Tree marking is the careful selection of individual trees for retention or harvest based on their growth, health, product potential, ability to provide seed and wildlife benefits.
How it works
Tree markers follow a silvicultural prescription, or plan, approved by a Registered Professional Forester. Certified tree markers attend an intensive one-week course that includes written and practical testing. In addition to passing the course, they must mark in an operational setting and have a successful audit.
Marked trees will have a band marked around the tree trunk, as well as a single slash of paint at the base. The slash of paint at the base remains on the stump even after the tree is removed, indicating to auditors that the tree was marked.
Tree markers identify trees to be both retained and removed based on spacing, tree quality, and health and regeneration objectives. Trees are also marked to retain if they represent wildlife features or areas of concern. Please see below for some examples of these features.
To learn more about tree marking, please look at the Ontario Tree Marking Manual or visit the Ontario Tree Marking Program website.
Special Habitat Features that are Retained
Living trees with existing or potential to develop roost, nest, escape or feeding cavities
Species that produce edible fruits for wildlife (i.e. Oak, Beech, Cheery, etc)
Large, living trees that emerge above the main canopy of a stand (i.e. White Pine emerging from hardwood canopy)

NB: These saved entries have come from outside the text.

PR #1142, opened 2021-12-03
Upgrade to webpack-dev-server 4

LukeSheard:
Upgrade our internal dev server for the webpack build experience to `webpack-dev-server@4.x` this brings with it a tonne of breaking changes to the internal configurations we needed, but outwardly there should be no breaking changes from an API point of view since it's still running `webpack@4` internally.


packages/modular-scripts/react-dev-utils/WebpackDevServerUtils.js
```diff
@@ -177,7 +179,7 @@ function createCompiler({
             'Files successfully emitted, waiting for typecheck results...',
           ),
         );
-      }, 100);
+      }, 0);
```
cristiano-belloni, line 182: Why do we have a timeout?

packages/modular-scripts/react-dev-utils/logger.js
```diff
@@ -0,0 +1,53 @@
...
+const DEBUG =
+  process.env.MODULAR_LOGGER_DEBUG || process.argv.includes('--verbose');
+const SILENT = process.env.MODULAR_LOGGER_MUTE;
+const isInteractive = process.stdout.isTTY;
+
+function printStdErr(x) {
+  if (SILENT) {
+    return;
+  }
+  x.split('\n').forEach((l) => {
```
cristiano-belloni, line 17: Wouldn't `.split(/\r?\n/)` be more universal?

packages/modular-scripts/react-dev-utils/WebpackDevServerUtils.js
LukeSheard: In most cases the diagnostics should come back pretty quickly - so this timeout is in place to ensure we give TypeScript sufficient time to process the files.

packages/modular-scripts/react-dev-utils/logger.js
LukeSheard: Yeah - when I wrote this initially in the main `modular-scripts` package I didn't consider it - I'll update both in place.

cristiano-belloni (approved):
Lgtm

Large birds often use the same nest repeatedly, therefore is it very important we conserve these valuable habitat features.
Moose Summer Habitat
To avoid heat stress in summer months, moose bed in stands of lowland conifers or hardwoods. Aquatic feeding areas are also protected.
Winter Cover for Deer and Moose
Dense conifer cover helps deer and moose conserve energy in the winter by reducing snow depths and providing thermal cover.